4月に読んだ本

日本語は論理的である (講談社選書メチエ)

日本語は論理的である (講談社選書メチエ)

日本語は主語がなくても成立するし順番もどうとでも入れ替えられるし欧米の言語に比べて論理的でない。そういう自虐的な日本語観と、英語の文法にそのまま当てはめただけの学校文法の問題点をあげている。類書も多く出ているがそもそも「主語」という概念がすべての言語にあるわけではないので、「主語が省略されている」という言説自体がナンセンス。本書では論理のタイプが異なるだけで日本語も十分に論理的な言語であることを論理学から証明する。だろ、私もおかしいと思ってたんだ。「会社に行ってくるよ」と「僕は会社に行ってくるよ」。これは主語が略されているだけの違いだろうか。そもそもこの2つの文は意味が違うよね。前者は自分の行動を相手に伝えただけ。後者はこの文の前提になる文脈があって、その中で「君はともかく僕は」とか「亜美は学校に、僕は会社に」とか、「僕」か「会社」に力点を置いて発せられる文だよね。


毒殺魔の教室

毒殺魔の教室

恩田陸湊かなえタイプの関係者の証言から事件が浮かび上がるタイプの連作集。
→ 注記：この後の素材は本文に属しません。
PR #11584, opened 2019-04-29
Swift App Delegate 6: That's All, Folks!

frosty:
Following on from #11557, this PR completes the transition to an all-Swift app delegate. A few things to note:

* The aim for these PRs was to switch to Swift with minimal structural code changes, primarily to assist with review and testing. We can improve and refactor the code in the future, but if you have any smallish suggestions to roll into this PR then please let me know :)
* During the other piecemeal PRs I pulled out parts of the app delegate to an `WordPressAppDelegate+Swift` file. In this PR I've merged these extensions back into the `WordPressAppDelegate`, since the whole thing is now in swift.
* I know there will probably be a few additional tweaks to make to account for recent app delegate changes during hack week, such as the switch to Sentry. I'll have to wait until #11557 is merged until I can target `develop`.

**To test:**

* Review the code
* Build and run. Try and smoke test some of the major flows of the app, exercising things that are set up in the app delegate such as 3d touch shortcuts, reachability, notices, and logging
* Check all existing tests still pass

@astralbodies I think my testing setup is fine (as you recommended) – tests pass, etc, but could you double check that it looks ok?


jkmassel:

frosty:
@jkmassel Not a problem bumping it – it's going to take some time to get this mergeable due to changes to the app delegate since the PR was opened.

WordPress/Classes/System/WordPressAppDelegate.swift
```diff
@@ -37,20 +317,20 @@ extension WordPressAppDelegate {
         })
     }
 
-    @objc func configureCrashLogging() {
+    func configureCrashLogging() {
```
jkmassel: @frosty:

This method a little out of date with develop – now we just call `WPCrashLogging.start()` inside of it. I've encapsulated the send-or-don't send logic in that class so that it's easier to implement in other projects.

Now that we're not doing the Obj-C => Swift thing, IMHO we could just eliminate the `configureCrashLogging` method and just call `WPCrashLogging.start()` directly?

frosty:
Thanks both for your reviews! Both good points, @stevebaranski – I'm going to respectfully leave them as-is for this PR, but I agree that grouping the objc methods may make sense as we continue to transition things.

@jkmassel I've updated the crash logging as you requested. Are we good to merge?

被害者も犯人もずっと前に死んでいる終わった事件を振り返る。真犯人がいるというわけではないのだが、犯人の動機や被害者と犯人の関係性に新事実が少しずつ浮かんでくる。ああ、この人の作品がもっと読みたい。


デパートへ行こう! (100周年書き下ろし)

デパートへ行こう! (100周年書き下ろし)

買ったまま2年くらい放置してた本。もっと早く読めば良かった。それぞれ人生に挫折した人たちがそれぞれの理由で忍び込んだ閉店後のデパート。どんどん人物が組み合わさっていって最後は大がかりな大団円を迎える。アイデアは良いのだがそれをまとめあげる筆力が無くて残念な結果に終わる小説があるかと思うと、作者のような大御所は冷蔵庫に残っている材料だけでおいしいチャーハンを作れるようなと言ったら作者に失礼か。


作者はかなりホラー色の強い作品を書いていたのが、ホラーがだんだん借景になって本格的なミステリーになってきた、いわば平成の横溝正史のような人。本作はワゴンセールで200円で売ってたので大きな期待をしないで買ったのよ。学園物ライトノベルかと思ったらけっこうヘビーなミステリーでした。


大森荘蔵 -哲学の見本 (再発見 日本の哲学)

大森荘蔵 -哲学の見本 (再発見 日本の哲学)

これは読むのに2週間近くかかったぜい。実在論だと目の前のコップはおろか、それを見ている自分でさえ存在しているという確証が得られない。映画「マトリックス」のあれね。ところがこの大森という人は「それでも確かに存在すると思う私のこの感覚はなんなんだ?」という地点から出発する。その先を要約できる頭が私にあったらいまここでこんなことをしていない。


フェルメール全点踏破の旅 (集英社新書ヴィジュアル版)

フェルメール全点踏破の旅 (集英社新書ヴィジュアル版)

最後の1章だけ残してクローゼットの奥にしまっていたのを思い出した。フェルメールはいいよね。陰というか闇をこれほど美しく描くことができるなんて。この手の本は図版がモノクロだったりするとしらけるのだが、本書は新書版ながら全点カラーで作品を紹介していて見ているだけでも楽しい。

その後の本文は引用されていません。